A deer runs into the road 1.24 km in front of a car. The driver, traveling at 70.5 km/hr, sees the deer and slams on the brakes which decelerates the car at a rate of 3.2 x 10-1 m/s2. Will the driver hit the deer?
Vo = 70.5km/h = 70,500m/3600s = 19.6 m/s.
V^2 = Vo^2 + 2a*d.
0 = 19.6^2 - 2*0.32*d, d = ?.
1.24 km = 1240 m.
The stopping distance(d) will be less than 1240 m and the driver stops before hitting the deer.
To determine whether the driver will hit the deer, we need to calculate the stopping distance of the car and compare it to the distance between the car and the deer.
First, let's convert the given units to match each other.
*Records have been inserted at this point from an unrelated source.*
Issue #262, opened 2018-01-11
Deduplication of `Message.gas_price` and `Message.origin`


pipermerriam:
### What is wrong?

The `Message.gas_price` and `Message.origin` are copied for every level of computation during VM execution, despite them remaining *constant* for the entire context of the VM execution.

It would be nice to remove this duplication in favor of having these values stored in *one* location.

Also see: `sighash` from https://github.com/ethereum/py-evm/pull/259/files

### How can it be fixed

Implement a `TransactionContext` object, similar to the `ExecutionContext` object introduced in #273 

This would be an object that we treat as immutable which houses information like `gas_price`, and `sighash` for the in-progress sharding work.

Since the info for this object will change over time with changes to the VM rules we should use the following API to allow for changing out the class which contains this data.

```
# vm_state.py

class VMState:
    transaction_context_class = None  # must be set in individual VMState classes

    @classmethod
    def get_transaction_context_class(cls):
        # error check to be sure it's set
        return self.transaction_context_class
```

Then, within the `VMState.execute_transaction` implementation, after the `message` instance is created, we should also generate the transaction context instance.

Then, we modify `vm_state.get_computation` to take both `message` and `transaction_context` as arguments.   The `transaction_context` should be stored on the `Computation` object.  When child computations are spawned, this object should be passed into those instances.

Any opcodes which previously accessed values from the `Message` which now reside on the `TransactionContext` object will need to be updated.

pipermerriam:
@gsalgado got any ideas on this one?

gsalgado:
I've had a look at that code and couldn't think of anything other than what you suggest, but I'm not very familiar with that area of the code. I'll sleep on it and maybe I'll come up with something...

pipermerriam:
With respect to #273 

The `BlockInfo` object there holds *constants* that are true for the entire execution context of a block.  We could follow the same pattern and introduce a `TransactionInfo` object that mirrors this for data that is constant through the execution of a transaction.

pipermerriam:
@lrettig this would be a good issue for you to look into.

lrettig:
Do we want to include `message.is_static` here as well? Per https://github.com/ethereum/EIPs/blob/master/EIPS/eip-214.md, this appears to be static in sub-calls.

PR #273, opened 2018-01-15
Decouple blockchain opcodes and state mutable data

### LINKED ISSUE #270: Decouple blockchain opcodes and state mutable data
### What is wrong?

1. Decouple `VMState.block_header` and `VMState` properties (`timestamp, block_number, difficulty, and gas_limit)`, because shard chains use `period_start_prevhash` block properties of main chain in contracts, but `VMState.state_db()` should use the `state_root` of `VMState.collation_header` to build the state root trie.
2. Note that only `COINBASE` opcode refers to the shard coinbase.

### How can it be fixed

1. As v suggested, implement a simple `BlockInfo` class:

    ```python
    class BlockInfo():
        # For shard chain, refer to the shard coinbase.
        _coinbase = None

        # For shard chian, block data of period_start_prevhash.
        _timestamp = None
        _number = None
        _difficulty = None
        _gas_limit = None
        _prev_headers = None

        def __init__(
                self,
                coinbase,
                timestamp,
                number,
                difficulty,
                gas_limit,
                prev_headers):
            self._coinbase = coinbase
            self._timestamp = timestamp
            self._number = number
            self._difficulty = difficulty
            self._gas_limit = gas_limit
            self._prev_headers = prev_headers

        @property
        def coinbase(self):
            return self._coinbase

        @property
        def timestamp(self):
            return self._timestamp

        @property
        def number(self):
            return self._number

        @property
        def difficulty(self):
            return self._difficulty

        @property
        def gas_limit(self):
            return self._gas_limit

        @property
        def prev_headers(self):
            return self._prev_headers
    ```

2. Pass  `block_info` to initialize `VMState`.
3. Assign `coinbase` separately.
4. Arrange/Refactor the temporary mutable data during state transition: 
	* Part of  the given block’s header from `VMState.__init__(..., block_header, ...)` and replace with  `VMState.apply_transaction(...,block,...)`
		* `state_root`
		* `gas_used` - update in `VMState.make_receipt`
	* `receipts`  - now is part of `VMState`
	* **Solution 1**: generalize `VMState.block_header` to `VMState.header` and make sure it’s compatible for both `BlockHeader` and `CollationHeader` structure.
	* **Solution 2**:
		1. pass `block` to `VMState.make_receipt` function so that we just use the given block to maintain `gas_used`.
		2. pass `state_root` and `receipts` to `VMState.__init__(...,state_root, receipts, ...)`
	* **Solution 3**: apply Vitalik’s suggestion to arrange these variables to a new simple `StateObj` structure. And the apply transaction would become:

    ```python
    # In create_block level function
    # state_obj: previous state_obj or new StateObj

    state_obj = StateObj(
        state_root=state_obj.state_root,
        gas_used=state_obj.gas_used,
        receipts=state_obj.receipts,
    )
    block_info = BlockInfo(
        coinbase=block.header.coinbase,    # or collation.coinbase
        timestamp=block.header.timestamp,
        number=block.header.number,
        difficulty=block.header.difficulty,
        gas_limit=block.header.gas_limit,
        prev_headers=prev_headers,
    )
    vm_state = cls.get_state_class()(
        chaindb=witness_db,
        state_obj=state_obj,
        block_info=block_info,
    )
    computation, result_block, _ = vm_state.apply_transaction(
        transaction=transaction,
        block=block,
        is_stateless=True,
    )
    state_obj = computation.vm_state.state_obj
    ```
    I'd like to try **Solution 2** first because I want keep the `VMState` simple, and I'm also fine with **Solution 3**.

5. Check with @pipermerriam : do we design that `VMState` only be used for handling the “transaction level” state transition? Or we would introduce “block level” function like `VMState.apply_block` function?
 
6. About uncle validation, there are: 
	* `Chain.mine_block` or `Chain.import_block(block)`
	    └─ `Chain.validate_block(block)`
			    └─ `Chain.validate_uncles(block)`
	*  `VM.pack_block(block)`
	    └─  `VMState.validate_block(block)`
			    └─`VMState.validate_uncle(block, uncle)`

    Regarding (5):
    * If `VMState` only handle “transaction level” state transition:
	    * The  `VMState.validate_block(block)` should be move to `VM`.
	    * With this change, we can also modify `VMState.prev_header` to simpler `VMState.prev_hashes`.
    * If `VMState` also handle “block level” state transition, should we move some more functions from `VM` to `VMState`?

hwwhww:
### What was wrong?
To generalize `VMState` for both sharding client and non-sharding client in the early stage, we need to fix #270: decouple blockchain opcodes and state mutable data.

updated:
As discussion in #270, it makes sense to move `validate_block` from `VMState` to `VM` since `VM.import_block(block)` and  `VM.mine_block()` are in `VM` now.

### How was it fixed?
- [x] Add BlockInfo object to hold the block information opcode values
- [x] Refactor `VMState.block_header` to other format (see #270 for more details)
- [x] Move `validate_block` from `VMState` to `VM`
- [x] Now `VMState` doesn't necessarily need the whole previous 256 headers, the hashes are enough to provide the context. So this PR also changed the `prev_headers` to `prev_hashes` and removed the unused methods.

#### Cute Animal Picture
levi


evm/vm/block_info.py
```diff
@@ -0,0 +1,62 @@
...
+            prev_headers):
+        self._coinbase = coinbase
+        self._timestamp = timestamp
+        self._block_number = block_number
+        self._difficulty = difficulty
+        self._gas_limit = gas_limit
+        self._prev_headers = prev_headers
+
+    @classmethod
+    def generate_by_block_header(cls, block_header, prev_headers, coinbase=None):
```
pipermerriam: This would closer align with existing naming conventions if it was `generate_from_block_header` or more concisely, just `from_block_header`

evm/vm/block_info.py
```diff
@@ -0,0 +1,62 @@
+class BlockInfo():
+    # For shard chain, refer to the shard coinbase.
+    _coinbase = None
+
+    # For shard chian, block info of period_start_prevhash.
+    _timestamp = None
+    _number = None
+    _difficulty = None
+    _gas_limit = None
+    _prev_headers = None
```
pipermerriam: Given all of these are written as direct passthrough `property` methods with no setters, I think it might be better to remove the underscore prefix and property methods and expect them to be accessed directly.

evm/vm/block_info.py
```diff
@@ -0,0 +1,62 @@
+class BlockInfo():
```
pipermerriam: Wondering if it would be better to not use the name *block* and instead to call this something like

* VMContext
* ExecutionContext

I'm partially thinking about https://github.com/ethereum/py-evm/issues/262 and whether the changes in this pull request can help us fix that issue as well (but not in this PR)

evm/vm/block_info.py
hwwhww: I think the purpose of this strategy *is* making these fields won't be changed after initialization. In this way, it will raise `AttributeError` when someone tries to modify these properties. But maybe there's a better approach for this purpose? I'd love to hear your thoughts.

evm/vm/block_info.py
hwwhww: My carelessness, thank you.

hwwhww:
I try to pass `VM.block.header.state_root` to initialize `VMState`. Since the `VM.block.block_header` no more be used as a mutable object passed to `VMState.__init__(..., block_header,...)`, it turns out that there is a new side effect: it needs to maintain `VMState.block.header.state_root` whenever modifying the `state_db` in `VM` level. For example:
https://github.com/hwwhww/py-evm/blob/a963f0fdad552f9eade8e1cdcee88dd2d0db8e97/evm/vm/forks/homestead/headers.py#L81-L89
```python
        with vm.state.state_db() as state_db:
            for account in dao_drain_list:
                account = decode_hex(account)
                balance = state_db.get_balance(account)
                state_db.delta_balance(dao_refund_contract, balance)
                state_db.set_balance(account, 0)

+           # Update state_root manually
+           vm.block.header.state_root = state_db.root_hash
```
I'm still investigating any better solution.

hwwhww:
#### Updated PR description:
As discussion in #270, it makes sense to move `validate_block` from `VMState` to `VM` since `VM.import_block(block)` and  `VM.mine_block()` are in `VM` now.

#### Changelogs:
1. Moved `validate_block` from `VMState` to `VM`.
2. Now `VMState` doesn't necessarily need the whole previous 256 headers, the hashes are enough to provide the context. So this PR also changed the `prev_headers` to `prev_hashes` and removed the unused methods.

evm/vm/block_info.py
pipermerriam: I don't think that these will throw errors if modified.  I believe python will happily let you assign over top of `@property` methods.

- The pragmatic part of me says to just use direct properties and we can have *soft* enforcement of not overwriting values (as in, in code reviews and things, we have a pretty strong *culture* of immutability and well defined boundaries when we require mutability).
- The purist likes this idea and suggests making our own `read_only_property` decorator which includes a `setter` which raises such an attribute error.

I'm leaner towards *soft* enforcement, but I'm willing to hear any arguments you have for the later.

evm/vm/base.py
```diff
@@ -379,21 +477,21 @@ def get_block_by_header(cls, block_header, db):
         return cls.get_block_class().from_header(block_header, db)
 
     @classmethod
-    def get_prev_headers(cls, last_block_hash, db):
-        prev_headers = []
+    def get_prev_hashes(cls, last_block_hash, db):
+        prev_hashes = []
```
pipermerriam: Can we use the `to_tuple` decorator here to avoid the `prev_hashes.append` calls.

evm/vm/execution_context.py
```diff
@@ -0,0 +1,62 @@
+class ExecutionContext():
```
pipermerriam: *style nitpick*

You can drop the `()`

evm/vm/forks/frontier/validation.py
```diff
@@ -18,7 +18,11 @@ def validate_frontier_transaction(vm_state, transaction):
     if sender_balance < total_cost:
         raise ValidationError("Sender account balance cannot afford txn")
 
-    if vm_state.block_header.gas_used + transaction.gas > vm_state.block_header.gas_limit:
+    if vm_state.receipts:
+        gas_used = vm_state.receipts[-1].gas_used
```
pipermerriam: What do you think about adding a`@propery` method for the `vm_state` class since this block of logic is repeated at least one more time elsewhere in the code.

```python
@propert
def gas_used(seelf):
    if vm_state.receipts:
        return ...
    else:
        return 0
```

evm/vm_state.py
```diff
@@ -141,36 +134,19 @@ def is_key_exists(self, key):
...
     def get_ancestor_hash(self, block_number):
         """
         Return the hash of the ancestor with the given block number.
         """
-        ancestor_depth = self.block_header.block_number - block_number - 1
+        ancestor_depth = self.block_number - block_number - 1
         if (ancestor_depth >= MAX_PREV_HEADER_DEPTH or
                 ancestor_depth < 0 or
-                ancestor_depth >= len(self.prev_headers)):
+                ancestor_depth >= len(self.execution_context.prev_hashes)):
```
pipermerriam: We could improve readability here by pulling the full contents of the `if` statement and storing in a variable and then just using the variable in the `if` statement.

```python
is_ancestor_depth_out_of_range = (
    ancestor_depth >= MAX_PREV_HEADER_DEPTH or
    ancestor_depth < 0 or
    ancestor_depth >= len(self.execution_context.prev_hashes)
))
```

hwwhww:
#### Changelogs
Refactored `VM` and `VMState` for avoiding to update `state_db` in `VM` level.
1. Moved the reward methods from `VM` to `VMState`.
2. Pick partial logic from `VM.mine_block()` to `VMState.finalize_block(block)` method.

* Now the only one special case of "updating `state_root` manually in VM level” under `evm` is [the DAO fork header initialization](https://github.com/hwwhww/py-evm/blob/18578f1ca25e0a2dc45f003eac9e8f4579be8dc5/evm/vm/forks/homestead/headers.py#L89-L90).
* Under `tests`, I also added 3 lines to update `state_root` manually in VM level for setup the JSON fixtures test cases, but I think it's fine if only for the testing setup.
* With these changes, we also got clear `VM.create_block(block)`.

hwwhww:
This branch has passed Travis CI in my repository, so I go :shipit:

evm/vm/execution_context.py
```diff
@@ -0,0 +1,62 @@
+class ExecutionContext:
```
lrettig: Is there a reason this is an old-style python object?

pipermerriam:
```python
class AwesomeNewstyleOnlyInPython3:
    ...
```

It's only old-style in python2.  In python 3 this is equivalent to `class Thing(object)`.

lrettig: 🤯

We'll convert the car's speed from km/hr to m/s and the distance between the car and the deer from km to m.
Speed of the car = 70.5 km/hr = (70.5*1000 m) / 3600 s ≈ 19.583 m/s
Distance between the car and the deer = 1.24 km = 1.24 * 1000 m = 1240 m
Now, we can calculate the stopping distance of the car by using the formula:
Stopping distance = (initial velocity^2) / (2 * acceleration)
Given:
Initial velocity (vi) = 19.583 m/s
Acceleration (a) = -3.2 x 10^-1 m/s^2 (negative because the car is slowing down)
Stopping distance = (19.583^2) / (2 * -3.2 x 10^-1)
≈ 19.583^2 / -0.64
≈ 383.3349 / -0.64
≈ -598.961 m
The stopping distance is approximately -598.961 m.
Since the stopping distance is negative, it indicates that the car stopped before reaching the deer, which means the driver will not hit the deer.